* [Goal of the exercise]: Working from the entries that follow, retype each one without any alteration.

* [Records supplied]:
PR #377, opened 2020-11-16
updateGuildPreferences call informs whether available songs may change [#376]

taahamahdi:
is this better or worse than using true/false :thinking:

### DIFF
--- a/src/models/guild_preference.ts
+++ b/src/models/guild_preference.ts
@@ -66,18 +66,20 @@ export default class GuildPreference {
             }
         }
         if (gameOptionModified) {
-            this.updateGuildPreferences(dbContext.kmq, false);
+            this.updateGuildPreferences(dbContext.kmq);
         }
     }
 
     setLimit(limit: number) {
         this.gameOptions.limit = limit;
-        this.updateGuildPreferences(dbContext.kmq, true);
+        this.updateGuildPreferences(dbContext.kmq);
+        this.updateGameSession(true);
     }
 
     resetLimit() {
         this.gameOptions.limit = DEFAULT_LIMIT;
-        this.updateGuildPreferences(dbContext.kmq, true);
+        this.updateGuildPreferences(dbContext.kmq);
+        this.updateGameSession(true);
     }
 
     getLimit(): number {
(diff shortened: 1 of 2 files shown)


src/models/guild_preference.ts
```diff
@@ -38,6 +38,11 @@ interface GameOptions {
     guessTimeout: number;
 }
 
+const enum AvailableSongs {
```
Brainicism, line 41: Use boolean

src/models/guild_preference.ts
```diff
@@ -223,11 +231,13 @@ export default class GuildPreference {
         return this.gameOptions.shuffleType === ShuffleType.UNIQUE;
     }
 
-    async updateGuildPreferences(_db: Knex) {
+    async updateGuildPreferences(_db: Knex, songsState: AvailableSongs) {
```
Brainicism, line 234: songsState => `songListModified`

src/models/guild_preference.ts
```diff
@@ -223,11 +231,13 @@ export default class GuildPreference {
...
         await _db("guild_preferences")
             .where({ guild_id: this.guildID })
             .update({ guild_preference: JSON.stringify(this) });
         const gameSession = state.gameSessions[this.guildID];
-        if (gameSession) gameSession.resetLastPlayedSongsQueue();
+        if (gameSession && songsState === AvailableSongs.Modifies) {
+            gameSession.resetLastPlayedSongsQueue();
```
Brainicism, line 240: Don't we still have this logic in gamesession

Brainicism (changes requested):

src/models/guild_preference.ts
taahamahdi: That call to reset is when the user plays all of their unique songs, so it's still needed

src/models/guild_preference.ts
```diff
@@ -67,17 +67,20 @@ export default class GuildPreference {
         }
         if (gameOptionModified) {
             this.updateGuildPreferences(dbContext.kmq);
+            this.updateGameSession(false);
```
Brainicism, line 70: Game session doesn't exist at this point, not needed here

Brainicism (changes requested):

src/models/guild_preference.ts
taahamahdi: Thanks!

Brainicism (approved):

* [Response to this exercise]:
PR #377, opened 2020-11-16
updateGuildPreferences call informs whether available songs may change [#376]

taahamahdi:
is this better or worse than using true/false :thinking:

### DIFF
--- a/src/models/guild_preference.ts
+++ b/src/models/guild_preference.ts
@@ -66,18 +66,20 @@ export default class GuildPreference {
             }
         }
         if (gameOptionModified) {
-            this.updateGuildPreferences(dbContext.kmq, false);
+            this.updateGuildPreferences(dbContext.kmq);
         }
     }
 
     setLimit(limit: number) {
         this.gameOptions.limit = limit;
-        this.updateGuildPreferences(dbContext.kmq, true);
+        this.updateGuildPreferences(dbContext.kmq);
+        this.updateGameSession(true);
     }
 
     resetLimit() {
         this.gameOptions.limit = DEFAULT_LIMIT;
-        this.updateGuildPreferences(dbContext.kmq, true);
+        this.updateGuildPreferences(dbContext.kmq);
+        this.updateGameSession(true);
     }
 
     getLimit(): number {
(diff shortened: 1 of 2 files shown)


src/models/guild_preference.ts
```diff
@@ -38,6 +38,11 @@ interface GameOptions {
     guessTimeout: number;
 }
 
+const enum AvailableSongs {
```
Brainicism, line 41: Use boolean

src/models/guild_preference.ts
```diff
@@ -223,11 +231,13 @@ export default class GuildPreference {
         return this.gameOptions.shuffleType === ShuffleType.UNIQUE;
     }
 
-    async updateGuildPreferences(_db: Knex) {
+    async updateGuildPreferences(_db: Knex, songsState: AvailableSongs) {
```
Brainicism, line 234: songsState => `songListModified`

src/models/guild_preference.ts
```diff
@@ -223,11 +231,13 @@ export default class GuildPreference {
...
         await _db("guild_preferences")
             .where({ guild_id: this.guildID })
             .update({ guild_preference: JSON.stringify(this) });
         const gameSession = state.gameSessions[this.guildID];
-        if (gameSession) gameSession.resetLastPlayedSongsQueue();
+        if (gameSession && songsState === AvailableSongs.Modifies) {
+            gameSession.resetLastPlayedSongsQueue();
```
Brainicism, line 240: Don't we still have this logic in gamesession

Brainicism (changes requested):

src/models/guild_preference.ts
taahamahdi: That call to reset is when the user plays all of their unique songs, so it's still needed

src/models/guild_preference.ts
```diff
@@ -67,17 +67,20 @@ export default class GuildPreference {
         }
         if (gameOptionModified) {
             this.updateGuildPreferences(dbContext.kmq);
+            this.updateGameSession(false);
```
Brainicism, line 70: Game session doesn't exist at this point, not needed here

Brainicism (changes requested):

src/models/guild_preference.ts
taahamahdi: Thanks!

Brainicism (approved):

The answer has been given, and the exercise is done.